说着他又是长长一叹,带着无尽的无力感:“事情已经超出了我的想象,我得找我舅舅,让他过来解惑答案,你明白了吗?”
我慢慢的松开了他的手,我无法拒绝他的言语怀疑,把包裹往地下一扔,把窗子一关,桓芜在外面气急败坏的拍着窗户:“这是什么情况呀?”
我开始套衣服,口气生硬道:“给我闭嘴,换衣裳!”
声音果然没了。
穿好夜行衣,套上了鞋子,重新打开了窗户,站在椅子上,跨坐在窗户上跳了出去。
桓芜拍着胸脯:“吓死我了,还以为只是我一个人在质疑,那天我都在怀疑我自己的技能是不是退化了!”

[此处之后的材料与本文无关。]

PR #837, opened 2024-10-12
Change recency filter parameter name to threshold_datetime from threshold

### LINKED ISSUE #822: [Bug] Restrict 'threshold' config to numbers only for module_type
> Restrict 'threshold' config to numbers only for module_type 

 _Originally posted by @hongsw in [#821](https://github.com/Marker-Inc-Korea/AutoRAG/issues/821#issuecomment-2403716359)_

## Is your feature request related to a problem? Please describe.
Currently, the `threshold` configuration for `module_type` accepts any type of value, which can lead to validation errors and potential runtime issues. Specifically, we've observed instances where date strings (e.g., "2015-01-01T00:00:00.000Z") are being used instead of numerical values. This inconsistency can cause confusion for users and may result in unexpected behavior in our application.

For example, we've seen the following error:

```
TYPE must be number

  216 |             {
  217 |               "module_type": "recency_filter",
> 218 |               "threshold": "2015-01-01T00:00:00.000Z"
      |                            ^^^^^^^^^^^^^^^^^^^^^^^^^^ 👈🏽  type must be number
```

This indicates that a string is being used where a number is expected.

## Describe the solution you'd like
We propose to modify the JSON schema to explicitly restrict the `threshold` configuration for `module_type` to accept only numerical values. This change should:

1. Update the JSON schema to specify that `threshold` must be a number.
2. Provide clear error messages when non-numerical values are used for `threshold`.
3. Update any relevant documentation to clearly state that `threshold` should be a number.

## Describe alternatives you've considered
1. Allow both numbers and date strings, and convert date strings to numerical timestamps internally:
   - Pros: More flexible for users who prefer working with dates
   - Cons: Increases complexity and may lead to inconsistent usage

2. Use a separate configuration for date-based thresholds:
   - Pros: Clear separation between numerical and date-based thresholds
   - Cons: Requires more configuration options, potentially complicating the schema

## Additional context
This change will improve the consistency of our configuration schema and reduce errors caused by incorrect data types. It's part of our ongoing effort to make the configuration process more robust and user-friendly.

Example of the desired schema change:

```json
{
  "properties": {
    "module_type": {
      "type": "object",
      "properties": {
        "threshold": {
          "type": "number"
        }
      }
    }
  }
}
```

This change will ensure that only numerical values are accepted for the `threshold` configuration.

vkehfdl1:
close #822

### DIFF
--- a/sample_config/rag/full.yaml
+++ b/sample_config/rag/full.yaml
@@ -88,7 +88,7 @@ node_lines:
         - module_type: similarity_percentile_cutoff
           percentile: 0.6
         - module_type: recency_filter
-          threshold: 2015-01-01
+          threshold_datetime: 2015-01-01 3:45:07
         - module_type: threshold_cutoff
           threshold: 0.85
         - module_type: percentile_cutoff
--- a/.github/workflows/sphinx.yml
+++ b/.github/workflows/sphinx.yml
@@ -10,8 +10,11 @@ jobs:
     runs-on: ubuntu-latest
     steps:
     - uses: actions/checkout@v4
+    - uses: actions/setup-python@v5
+      with:
+        python-version: '3.10'
     - name: Upgrade pip
-      run: | 
+      run: |
         python -m pip install --upgrade pip
     - name: Install gcc
       run: |
--- a/autorag/deploy/api.py
+++ b/autorag/deploy/api.py
@@ -145,7 +145,7 @@ class ApiRunner(BaseRunner):
 						# Start streaming of the result
 						assert len(previous_result) == 1
 						prompt: str = previous_result["prompts"].tolist()[0]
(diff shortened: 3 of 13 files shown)


hongsw:
Full.yaml file must update. @vkehfdl1

sample_config/rag/full.yaml
```diff
@@ -88,7 +88,7 @@ node_lines:
         - module_type: similarity_percentile_cutoff
           percentile: 0.6
         - module_type: recency_filter
-          threshold: 2015-01-01
+          threshold_datetime: 2015-01-01 3:45:07
```
hongsw, line 91: 😊 thanks

hongsw (approved):

PR #850, opened 2024-10-16
Fix README.md

Jake-Song:
In my understanding, raw data is parsed data right? it seems like incorrect to me.


vkehfdl1 (approved):
Thanks:)
Silly mistake from me haha

PR #876, opened 2024-10-22
Story/cip 64/accept chat summary

Raihan-Seraj:
Added capability to incorporate chat summary

### DIFF
--- a/autorag/nodes/generator/exo_openailike_llm.py
+++ b/autorag/nodes/generator/exo_openailike_llm.py
@@ -1,0 +1,215 @@
+import logging
+from typing import List, Tuple
+
+import pandas as pd
+import tiktoken
+from openai import AsyncOpenAI
+from tiktoken import Encoding
+
+from autorag.nodes.generator.base import BaseGenerator
+from autorag.utils.util import (
+	get_event_loop,
+	process_batch,
+	pop_params,
+	result_to_dataframe,
+)
+
+logger = logging.getLogger("AutoRAG")
+
+MAX_TOKEN_DICT = {  # model name : token limit
+	"llama-3.1-8b": 8_192,
+}
+
+
+class ExoOpenAILikeLLM(BaseGenerator):
+	def __init__(self, project_dir, llm: str, batch: int = 16, *args, **kwargs):
+		super().__init__(project_dir, llm, *args, **kwargs)
+		assert batch > 0, "batch size must be greater than 0."
+		self.batch = batch
+
+		client_init_params = pop_params(AsyncOpenAI.__init__, kwargs)
+		self.client = AsyncOpenAI(**client_init_params)
+
+		if self.llm.startswith("o1"):
+			self.tokenizer = tiktoken.get_encoding("o200k_base")
+		else:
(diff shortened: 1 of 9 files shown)


test.yaml
```diff
@@ -0,0 +1,103 @@
...
+             model: gpt-4
+           - metric_name: bert_score
+             lang: en
+             batch: 32
+        speed_threshold: 10
+        token_threshold: 4000
+      modules:
+        - module_type: openai_llm
+          llm: [gpt-4, gpt-4o]
+          temperature: [0.1, 1.0]
```
vkehfdl1, line 103: add new line please

autorag/nodes/promptmaker/fstring.py
```diff
@@ -26,24 +26,25 @@ def _pure(
...
 		:return: Prompts that are made by f-string.
 		"""
 
 		def fstring_row(
-			_prompt: str, _query: str, _retrieved_contents: List[str]
+			_prompt: str, _query: str, _retrieved_contents: List[str], _chat_summary: str
 		) -> str:
 			contents_str = "\n\n".join(_retrieved_contents)
-			return _prompt.format(query=_query, retrieved_contents=contents_str)
+			return _prompt.format(query=_query, retrieved_contents=contents_str, summary=_chat_summary)
```
vkehfdl1, line 43: Also this need to be an optional.

Why don't we get prompt_with_chat as parameter?
If there is no chat_summary input, just use ordinary prompt.
But, when chat_summary is in the input, use prompt_with_chat.

It could be a easy solution without making other chat summary modules in the system.

test.yaml
```diff
@@ -0,0 +1,103 @@
+node_lines:
```
vkehfdl1, line 1: Plus can you move this YAML file to `sample_config` folder?

autorag/nodes/generator/exo_openailike_llm.py
```diff
@@ -0,0 +1,215 @@
+import logging
```
vkehfdl1, line 1: Can you tell me why you made `exo_openailike_llm`??
It is better just use LlamaIndexLLM `openailike`??
Plus, since we add chat history at prompt maker, it has no effect to the generator. And we can implement chat history without tackling with generator modules.

vkehfdl1 (changes requested):
Thank you! Great idea to implement chat history. Never thought about just adding it to prompt maker. Think about it can be a total new challenge to optimize chat history data.

+ One small note: Please run a linter. You can use ruff linter use `pre-commit install` at our repository.

autorag/nodes/generator/exo_openailike_llm.py
dcampbelbraxted: Hey folks, some of this wasn't meant to be pushed yet - we're still testing! We'll roll back the PR, but implement the above comments. 

FYI LLamaIndexLLM openailike seems to not play well with Exo LLM endpoints due to something about the messages object passing. Re-writing the OpenAI lib to interact solved this issue, to a certain degree. 

Cheers,
Daniel & Team

PR #920, opened 2024-11-02
Fix: added table_html variable initialization

effortprogrammer:
While performing table hybrid parse with naver ocr, there was error: 

```python
 UnboundLocalError: local variable 'table_html' referenced before assignment         
```

To fix this error, I added table_html variable initialization to solve this error. After that, code works as expected.


bwook00 (approved):
@effortprogrammer 
Thanks for your contribution!
That is our huge mistake 😂
LGTM

PR #931, opened 2024-11-10
just return original texts when there is no corresponding tokenizer a…

### LINKED ISSUE #924: [BUG] Upstage Embedding not working
At vectordb.py, llamaindex UpstageEmbedding class is instance of OpenAIEmbedding.
So it tires to truncate token to 8000, but tiktoken cannot tokenize it because solar embedding model is not capable of tokenize in tiktoken. 

Add model_name condition at truncate openai token also.

+ 
Just change colab demo to BAAI

vkehfdl1:
…t openai_truncate_by_token

close #924


bwook00 (approved):
LGTM

PR #945, opened 2024-11-13
Fix extracting vectordb from config.yaml

### LINKED ISSUE #942: [BUG] The vectordb setting is always applied as default when validating
**Describe the bug**
Event I configure vectordb, always set as default when validating

**To Reproduce**
1. Configure yaml with custom vectordb configuration
2. Run validation
3. See error

**Expected behavior**
Ingest vectordb with my configuration

**Full Error log**
not error

**Code that bug is happened**
`config_dict` is full dict of config.yaml, so it only has **node_lines** as key. 
vectordb_list always becomes empty list because `config_dict` has to "vectordb" key.  
If that's not what you intended, it need to be fixed it.
```python
def load_all_vectordb_from_yaml(
    yaml_path: str, project_dir: str
) -> List[BaseVectorStore]:
    config_dict = load_yaml_config(yaml_path)
    vectordb_list = config_dict.get("vectordb", [])
    if len(vectordb_list) == 0:
        chroma_path = os.path.join(project_dir, "resources", "chroma")
        return [
            load_vectordb(
                "chroma",
                client_type="persistent",
                embedding_model="openai",
                collection_name="openai",
                path=chroma_path,
            )
        ]
...
```
**Suggestion**
We need to ingest vectordb configured in retrieval node

rjwharry:
close #942

### DIFF
--- a/autorag/evaluator.py
+++ b/autorag/evaluator.py
@@ -21,6 +21,7 @@ from autorag.nodes.retrieval.vectordb import (
 )
 from autorag.schema import Node
 from autorag.schema.node import (
+	extract_vectordb_from_nodes,
 	module_type_exists,
 	extract_values_from_nodes,
 	extract_values_from_nodes_strategy,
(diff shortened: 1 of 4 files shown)


rjwharry:
I didn't realize that the way of configuring vectordb is changed. Let me close this issue

PR #949, opened 2024-11-15
Add Weaviate VectorDB

### LINKED ISSUE #943: [Feature Request] Add Weaviate vector db

bwook00:
close #943 

Review Point
- I haven't found a way to utilize query_embeddings in Query all at once. so I implemented it to use for-loop
(I searched Official Docs, Blog, Langchain, and Llama Index for a way to do this, but couldn't find one 🥲)

### DIFF
--- a/autorag/vectordb/weaviate.py
+++ b/autorag/vectordb/weaviate.py
@@ -46,7 +46,7 @@ class Weaviate(BaseVectorStore):
 		else:
 			raise ValueError(
 				f"client_type {client_type} is not supported\n"
-				"supported client types are: local_docker, cloud"
+				"supported client types are: docker, cloud"
 			)
 		if similarity_metric == "cosine":
 			distance_metric = wvc.config.VectorDistances.COSINE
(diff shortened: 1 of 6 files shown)


autorag/vectordb/weaviate.py
```diff
@@ -0,0 +1,167 @@
...
+			)
+		elif client_type == "cloud":
+			self.client = weaviate.connect_to_weaviate_cloud(
+				cluster_url=url,
+				auth_credentials=Auth.api_key(api_key),
+			)
+		else:
+			raise ValueError(
+				f"client_type {client_type} is not supported\n"
+				"supported client types are: local_docker, cloud"
```
vkehfdl1, line 49: I think
"supported client types are docker, cloud"

Not "local_docker"

vkehfdl1 (changes requested):
I think you did good job at importing vectors. 
They are using gRPC to batch importing. 

One more thing:
Did you check the distance metric scores?? 
https://weaviate.io/developers/weaviate/config-refs/distances

I think cosine it is better to use 1 - distance.
Others looks okay

bwook00:
image

cosine distance is 0: identical vectors, 2: Opposing vectors, so I wanted to make the Scale of the Score be 0-2.
Is this too confusing? @vkehfdl1

vkehfdl1 (approved):
LGTM

PR #975, opened 2024-11-21
Add env variable endpoints for managing env variable

### LINKED ISSUE #974: [API] Add endpoint for env variable management
GET /env => return all env variable key

DELETE /env/<string:key> => delete the certain key as a env variable.

We will manage with '.env' file comes with app.py file. 
Load it when the api-key needed endpoint starting. (parse, chunk, qa creation, validation, evaluate, chat)

vkehfdl1:
close #974

### DIFF
--- a/api/app.py
+++ b/api/app.py
@@ -1197,6 +1197,15 @@ async def get_environment_variable(key: str):
         return {"error": f"Internal server error: {str(e)}"}, 500
 
 
+@app.route("/env", methods=["GET"])
+async def get_all_env_keys():
+    try:
+        envs = dotenv_values(ENV_FILEPATH)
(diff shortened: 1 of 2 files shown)


api/app.py
```diff
@@ -1187,6 +1200,30 @@ async def get_environment_variable(key: str):
         return {"error": f"Internal server error: {str(e)}"}, 500
 
 
+@app.route("/env", methods=["GET"])
+async def get_all_env_keys():
+    try:
+        envs = dotenv_values(ENV_FILEPATH)
```
hongsw, line 1206: only getting ENV value which we saved it only. good point

hongsw (dismissed):

PR #988, opened 2024-11-23
Replace to local embeddings at the gpu sample config YAML files

### LINKED ISSUE #986: [Sample Config Fix] Update non_gpu YAML files to use local embeddings.
After v0.3.8 we have to configure embeddings at seperated vecotrdb settings.

vkehfdl1:
close #986


bwook00 (approved):
LGTM

PR #1044, opened 2024-12-09
change file type logic

### LINKED ISSUE #1040: [HotFix] I think the logic at the file type reduction is wrong at the parser
**Describe the bug**
parse/run.py 56:61

```python
# create a list of only those file_types that are in file_types but not in set_file_types
missing_file_types = list(file_types - set_file_types)
if list(set_file_types - file_types):
	raise ValueError(
		f"File types {list(set_file_types - file_types)} are not in the data path.”
	)
```
I don’t know why the hell we raise an error when `set_file_types - file_types`. I bet people wants just ignore the error when this kind of error occured. 

**To Reproduce**
When you put file_type to pdf, csv, html, md…
Only put pdf files in the folder.
You can get an `ValueError: File types ['csv', 'json', 'xml', 'html', 'md'] are not in the data path.`

**Expected behavior**
I think it supposed to act like this.

### 1. If there are no file type, even user write an file_type in the YAML file.

Just ignore it. Don’t load the module that doesn’t have any file is quite good idea.

 ### 2. If there is a new file type, even the user doesn’t write an file_type in the YAML file.

Raise an warning, not error. I bet skip it is okay. But just raise an warning for user will notice it.

bwook00:
close #1040 

+ upgrade rc3


autorag/data/parse/run.py
```diff
@@ -56,9 +56,10 @@ def run_parser(
 		# create a list of only those file_types that are in file_types but not in set_file_types
 		missing_file_types = list(file_types - set_file_types)
 		if list(set_file_types - file_types):
-			raise ValueError(
-				f"File types {list(set_file_types - file_types)} are not in the data path."
-			)
+			for module, module_param in zip(modules, module_params):
+				if module_param["file_type"] in list(set_file_types - file_types):
+					modules.remove(module)
+					module_params.remove(module_param)
```
vkehfdl1, line 62: When you do this, I think there will be the problem at the for-loop

vkehfdl1 (changes requested):

vkehfdl1 (approved):
LGTM

PR #1071, opened 2025-01-19
add llama index's ollama embedding and fix type hint of embedding_model

### LINKED ISSUE #1070: [Feature Request] Add Ollama Embedding
Not supporting ollama for embedding model.
It may related to #985 

Fix the bug and add ollama for embedding model

**Additional context**

rjwharry:
Resolve #1070 
- Add llama index's OllamaEmbedding class.
- Separate original `add_from_dict` function to `add_from_dict` and `add_from_list`. Because of `get_param_combinations`, modules will get embedding_model config as dictionary not list. But vectordb will get it as list. So I separate to two functions to handle both cases.
- Unify the way of loading embedding model.

### DIFF
--- a/autorag/data/chunk/base.py
+++ b/autorag/data/chunk/base.py
@@ -4,7 +4,7 @@ from typing import Tuple, List, Dict, Any
 
 import pandas as pd
 
-from autorag.embedding.base import embedding_models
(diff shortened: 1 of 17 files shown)


vkehfdl1 (approved):
LGTM Thanks:)

PR #1103, opened 2025-03-28
Correct Japanese prompts to be more natural.

sappho192:
Hi,

I've made some corrections to Japanese prompts to be more natural and robust to make the QA dataset.

It seems that Japanese prompt is machine-translated from Korean or English prompt, and the prompt had some typos and misleading expressions.

As a result, current Japanese prompt generates query that asking about the file name, which should be prohibited according to other languages' prompt.
(ファイル名は何ですか？ = What is the file name?)
image

By the way, thank you for releasing this awesome project. AutoRAG is straightforward and easy to use 🤗


vkehfdl1:
@sappho192 
Thank you for your contribtuion!

Issue #256, opened 2015-02-13
Media file exceeding max file size present in the serialized form-model xml


ajaydivakaran:
Steps to reproduce:
1) Select a media file whose file-size exceeds the default 5mb.
2) Submit the submission.
3) Observe the xml sent to the server.

Actual: It contains the file-name of the media-file.
Expected: The file-name should not be present since it has violated the file size constraint.

Code observation:
Currently their is no check on file-size before updating the form-model.

Fix done on the forked repository:
Check for file-size before updating the form-model.

Would you be interested in a pull-request?

MartijnR:
Thanks!

Yes, PR very welcome.

PR #257, opened 2015-02-13
Pull request for github issue #256

ajaydivakaran:
Bugfix - Do not include file names the violate size constraint to form-model.

Currently the max file size logic is present in multiple places. In this commit I have not refactored that duplication.


MartijnR:
#256

MartijnR:
Went with the other solution instead 39441e42b57f761980cb2ea2e23df5ff4b32430a. I preferred not to duplicate the size check. May revert to your solution when redesigning the entire engine.

Let me know if the issue persists, please.

Thanks! :+1:

PR #268, opened 2015-04-16
Update print.js

maupanz:
Commenting this istruction, it's possible to use a new theme cloned from 'theme-grid'


MartijnR:
I have added this fix now.

PR #275, opened 2015-05-01
renamed $dataNodes to expected dataNodes

### LINKED ISSUE #274: Uncaught ReferenceError: $dataNodes is not defined
This shows up on `webform-edit-combined.min.js:10` when looking at console on chrome.

I think it has to do with [Form.js#L1388](https://github.com/enketo/enketo-core/blob/master/src/js/Form.js#L1388) and [Form.js#L1376](https://github.com/enketo/enketo-core/blob/master/src/js/Form.js#L1376) where `$dataNodes` was renamed to `dataNodes` - notice the missing `$`..

ukanga:
resolves #274


ukanga:
should have been a one line change but my vim settings tends to remove trailing spaces, should be ok though.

里面只有昏暗的灯光,左右看了一下:“能不能少说废话,你既然让我跟你出去,就说明你已经闻到你舅舅的味道了!赶紧干正事!”
桓芜伸手打了一个响指,笑的贼兮兮:“跟我走,我先带你出了王府!”
说着搂着我的腰,几个纵跃,直接带我跳到王府的墙上,在墙头之上还没站稳,他就直接带我跳了下去。
拉着我还没跑两步,便听到悉悉簌簌快速奔走的脚步的声音,桓芜脚上如长了钉子一样停下来,神情肃穆,把我的手一松:“走不了了,独孤倾亦来堵我们了!”